- _Work to complete_
Would you please copy out each entry exactly?

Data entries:
PR #477, opened 2025-09-01
Declare joblib dependency.

oscarkey:
We depend on joblib, see e.g. `tabpfn.preprocessing`, but currently do not declare this (things still work because scikit-learn depends on it).

Specify >=1.2.0, the same as scikit-learn, so the previous minimum version is maintained.


priorphil (approved):
Should we then import joblib directly instead of going the indirection via sklearn?

oscarkey:
oh I didn't even notice that! Updated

- _Response_
PR #477, opened 2025-09-01
Declare joblib dependency.

oscarkey:
We depend on joblib, see e.g. `tabpfn.preprocessing`, but currently do not declare this (things still work because scikit-learn depends on it).

Specify >=1.2.0, the same as scikit-learn, so the previous minimum version is maintained.


priorphil (approved):
Should we then import joblib directly instead of going the indirection via sklearn?

oscarkey:
oh I didn't even notice that! Updated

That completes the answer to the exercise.